The sample preparation protocol presented here offered not only great versatility—compatible with X-ray, light, and electron microscopy—but also optimum ultrastructural preservation of ZF larvae as well as improved sample contrast and conductivity, required for high-resolution X-ray and EM imaging. The workflow can be easily adapted to incorporate in vivo fluorescence or fluorescently labelled structures by adding a fluorescent live imaging step prior to sample processing. The concept of Correlative Light and Electron Microscopy (CLEM) can then be applied to complement dynamic functional information with high-resolution ultrastructural details, on the same sample. The use of tracers or fiducial markers such as laser etching techniques  or carbon-coating of pattern on glass slides [58, 59] can facilitate the relocalisation of the area, cell,or subcellular structure of interest between the macro- and nanometre scales imaging. This workflow presents a real advantage in the fields of research aiming at exploring drug transport and xenobiotic metabolism within the digestive glands (e.g., liver and pancreas) or studying and modifying malignant cell behaviour via novel anticancer therapeutic approaches (e.g., colon, pancreas, and liver cancer) (Figure 6). In fact, the low cost, small size, and relative speed at which drugs can be tested in ZF have already made it a popular model for the aforementioned studies. By following the entire workflow, gross differences between experimental and control fish can be rapidly determined by X-ray micro-CT, while detailed analysis of the drug treatment upon pathology can be subsequently evaluated, on the same sample. While all imaging modalities might not be available within a certain research laboratory or institute, this workflow can be adapted to only incorporate the imaging instrumentation available. Since the sample has been prepared to accommodate all imaging techniques aforementioned, one can skip imaging modalities which are unavailable without affecting the next. Also, depending on the study, one can also limit the imaging techniques to only include the ones needed to answer the biological question.
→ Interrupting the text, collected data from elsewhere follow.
PR #311, opened 2024-07-26
Support passing activity task rate limit on worker options

jazev-stripe:
### Summary

This PR exposes the `activity_max_tasks_per_second` option when constructing a new `Temporal::Worker` instance. This setting sets the `max_tasks_per_second` option when making `PollActivityTaskQueue` RPCs to the server, which has the effect of limiting how fast the server will give out activity tasks (both new activities and retries of already-running activities).

This same option is exposed in other SDKs; for example in Java it's available on the `WorkerOptions` struct as [the `setMaxTaskQueueActivitiesPerSecond` option](<https://javadoc.io/doc/io.temporal/temporal-sdk/latest/io/temporal/worker/WorkerOptions.Builder.html#setMaxTaskQueueActivitiesPerSecond(double)>). The doc comment added in this PR was based off of the doc comment in the Java SDK. The semantics of the values `activity_max_tasks_per_second` can be (non-negative decimal number) and when it sets set on the wire (if it's > 0) was copied directly from [the Java SDK's implementation, here](https://git.corp.stripe.com/stripe-private-oss-forks/temporal-sdk-java/blob/7e3902e3e7b59ee2c85415524eafcbdeccdc4f7d/temporal-sdk/src/main/java/io/temporal/internal/worker/ActivityPollTask.java#L73-L78) (although it diverges slightly from the [Go SDK](https://github.com/temporalio/sdk-go/blob/9c40461e456e36dc4e23215d73f410ef6e9b85dd/internal/internal_task_pollers.go#L943)).

### Motivation

Allow Ruby workers to control the rate of processing activities, to control impact on downstream systems.

#### Unit tests

Existing unit tests/example unit tests pass, and the new tests I added validate that, at each step, the option is making its way to the underlying gRPC connection:

```sh
bundle exec rspec spec/
cd examples && bundle exec rspec spec/
```

#### Manual tests

I also manually validated that the activity task rate limit works as expected. To do so, I modified the `examples/bin/worker` script to include a rate-limit on the `Worker.new` call:

```rb
worker = Temporal::Worker.new(binary_checksum: `git show HEAD -s --format=%H`.strip, activity_max_tasks_per_second: 0.5)
```

Then, I ran the `AsyncHelloWorldWorkflow` workflow with 10 activities, and validated that it took around 20-30 seconds (10 activities \* 0.5 activities/second + a bit of overhead/inaccuracy) for the workflow to complete:

```sh
cd examples
docker-compose up
bin/worker # with special code patch
bin/trigger AsyncHelloWorldWorkflow 10
```

image

Repeating the test _without_ the change to `examples/bin/worker` (i.e. an unlimited activity task queue) shows that the rate-limit makes a meaningful difference:

image

### DIFF
--- a/README.md
+++ b/README.md
@@ -90,7 +90,8 @@ Temporal::Worker.new(
   workflow_thread_pool_size: 10, # how many threads poll for workflows
   binary_checksum: nil, # identifies the version of workflow worker code
   activity_poll_retry_seconds: 0, # how many seconds to wait after unsuccessful poll for activities
-  workflow_poll_retry_seconds: 0  # how many seconds to wait after unsuccessful poll for workflows
+  workflow_poll_retry_seconds: 0,  # how many seconds to wait after unsuccessful poll for workflows
+  activity_max_tasks_per_second: 0 # rate-limit for starting activity tasks (new activities + retries) on the task queue
 )
 ```
 
--- a/README.md
+++ b/README.md
@@ -90,7 +90,7 @@ Temporal::Worker.new(
   workflow_thread_pool_size: 10, # how many threads poll for workflows
   binary_checksum: nil, # identifies the version of workflow worker code
   activity_poll_retry_seconds: 0, # how many seconds to wait after unsuccessful poll for activities
-  workflow_poll_retry_seconds: 0,  # how many seconds to wait after unsuccessful poll for workflows
+  workflow_poll_retry_seconds: 0, # how many seconds to wait after unsuccessful poll for workflows
   activity_max_tasks_per_second: 0 # rate-limit for starting activity tasks (new activities + retries) on the task queue
 )
 ```
--- a/lib/temporal/activity/poller.rb
+++ b/lib/temporal/activity/poller.rb
@@ -11,7 +11,8 @@ module Temporal
     class Poller
       DEFAULT_OPTIONS = {
         thread_pool_size: 20,
-        poll_retry_seconds: 0
+        poll_retry_seconds: 0,
+        max_tasks_per_second: 0 # unlimited
       }.freeze
 
       def initialize(namespace, task_queue, activity_lookup, config, middleware = [], options = {})
@@ -91,7 +92,8 @@ module Temporal
       end
 
       def poll_for_task
-        connection.poll_activity_task_queue(namespace: namespace, task_queue: task_queue)
+        connection.poll_activity_task_queue(namespace: namespace, task_queue: task_queue,
+                                            max_tasks_per_second: max_tasks_per_second)
       rescue ::GRPC::Cancelled
         # We're shutting down and we've already reported that in the logs
         nil
@@ -113,6 +115,10 @@ module Temporal
 
       def poll_retry_seconds
         @options[:poll_retry_seconds]
+      end
+
+      def max_tasks_per_second
+        @options[:max_tasks_per_second]
       end
 
       def thread_pool
--- a/lib/temporal/connection/grpc.rb
+++ b/lib/temporal/connection/grpc.rb
@@ -256,7 +256,7 @@ module Temporal
         client.respond_workflow_task_failed(request)
       end
 
-      def poll_activity_task_queue(namespace:, task_queue:)
+      def poll_activity_task_queue(namespace:, task_queue:, max_tasks_per_second: 0)
         request = Temporalio::Api::WorkflowService::V1::PollActivityTaskQueueRequest.new(
           identity: identity,
           namespace: namespace,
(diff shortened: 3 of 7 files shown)


jeffschoner (approved):

cj-cb (approved):

gytisgreitai:
@jazev-stripe can you elaborate a bit more of how this should work?

gytisgreitai:
@jazev-stripe can you elaborate a bit more of how this should work?

I've launched a single worker:
``` ruby
Temporal::Worker.new(
    activity_max_tasks_per_second: 0.1,
    activity_thread_pool_size: 1,
  )
```

and have one activity + one workflow:
```ruby
class HelloWorldWorkflow < Temporal::Workflow
  def execute
    HelloWorldActivity.execute!
  end
end

class HelloWorldActivity < Temporal::Activity
  def execute
    Net::HTTP.get_response(URI.parse('http://localhost:8000'))

    "Hello World"
  end
end
```

then I've locally launched a simple python server on the 8000 port. And instantly scheduled 20 workflows with simple `(1..20).each do ....`And what I'm seeing is a bit strange to me:
```
::ffff:127.0.0.1 - - [16/Aug/2024 15:23:01] "GET / HTTP/1.1" 200 -
::ffff:127.0.0.1 - - [16/Aug/2024 15:23:01] "GET / HTTP/1.1" 200 -
::ffff:127.0.0.1 - - [16/Aug/2024 15:23:04] "GET / HTTP/1.1" 200 -
::ffff:127.0.0.1 - - [16/Aug/2024 15:23:04] "GET / HTTP/1.1" 200 -
::ffff:127.0.0.1 - - [16/Aug/2024 15:23:08] "GET / HTTP/1.1" 200 -
::ffff:127.0.0.1 - - [16/Aug/2024 15:23:08] "GET / HTTP/1.1" 200 -
::ffff:127.0.0.1 - - [16/Aug/2024 15:23:12] "GET / HTTP/1.1" 200 -
::ffff:127.0.0.1 - - [16/Aug/2024 15:23:12] "GET / HTTP/1.1" 200 -
::ffff:127.0.0.1 - - [16/Aug/2024 15:23:16] "GET / HTTP/1.1" 200 -
::ffff:127.0.0.1 - - [16/Aug/2024 15:23:20] "GET / HTTP/1.1" 200 -
::ffff:127.0.0.1 - - [16/Aug/2024 15:23:24] "GET / HTTP/1.1" 200 -
::ffff:127.0.0.1 - - [16/Aug/2024 15:23:28] "GET / HTTP/1.1" 200 -
::ffff:127.0.0.1 - - [16/Aug/2024 15:23:40] "GET / HTTP/1.1" 200 -
::ffff:127.0.0.1 - - [16/Aug/2024 15:24:20] "GET / HTTP/1.1" 200 -
::ffff:127.0.0.1 - - [16/Aug/2024 15:25:00] "GET / HTTP/1.1" 200 -
::ffff:127.0.0.1 - - [16/Aug/2024 15:25:40] "GET / HTTP/1.1" 200 -
::ffff:127.0.0.1 - - [16/Aug/2024 15:26:20] "GET / HTTP/1.1" 200 -
::ffff:127.0.0.1 - - [16/Aug/2024 15:27:00] "GET / HTTP/1.1" 200 -
::ffff:127.0.0.1 - - [16/Aug/2024 15:27:40] "GET / HTTP/1.1" 200 -
::ffff:127.0.0.1 - - [16/Aug/2024 15:28:20] "GET / HTTP/1.1" 200 -
```

I would somehow expect it to run once every 10 seconds? But what I get is two parallel activities every 4 seconds which seem to then slow down until almost 40 seconds between runs?

jazev-stripe:
> I would somehow expect it to run once every 10 seconds? But what I get is two parallel activities every 4 seconds which seem to then slow down until almost 40 seconds between runs?

The rate-limiting is done on the server-side, so unfortunately I think this is just a result of the rate-limiting not being super accurate for very small values. I'm not familiar with the server implementation, but if you ask in [the Temporal communnity Slack](https://temporal.io/community) they would probably be able to give you more details.

If I'm right, you should be able to reproduce that test/the results with any of the official SDKs, since they all use the same mechanism to implement activity task queue rate-limiting (that one Protobuf field when polling for activity tasks).

I also noticed similar phenomenon when testing locally ("+ a bit of overhead/inaccuracy"):

> it took around 20-30 seconds (10 activities * 0.5 activities/second + a bit of overhead/inaccuracy) for the workflow to complete...

One other thing to keep in mind is that the "current" value of the rate-limit seems to be stored on the server side in a way that takes O(minutes) for a new value to propagate. So, make sure you haven't run the worker on the same task queue without a rate-limit shortly before your test. In other words, make sure your test runs with a "clean slate" on that task queue, to make sure it's not being affected by anything else (you could try cleaning all of the server state before running your test to be sure).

Our comparative microscopy maps and concomitant delivery of 3D imaging models of the ZF digestive system provide a comprehensive overview of the ZF GIS and establish the much needed foundation as well as a limit of confidence in the use of ZF for future research in gastrodigestive related illnesses.
Supplementary Material include technical notes related to array tomography serial sections production and automated alignment using the ImageJ plugin StackReg. A comparative review of different sample preparation protocols and their effect on X-ray micro-CT imaging contrast are also presented. Finally, a 3D animation of a 12 dpf zebrafish liver and its vasculature as determined by thresholding methods from serial light microscopy sections.
The authors are grateful for the facilities and technical assistance from the Australian Microscopy & Microanalysis Research Facilities (AMMRF) at the Australian Centre for Microscopy & Microanalysis (ACMM) and the Advance Imaging Facility of the Bosch Institute, at The University of Sydney, and the Zebrafish facility at Macquarie University.
The authors declare that they have no competing interests.
Delfine Cheng and Gerald J. Shami contributed equally.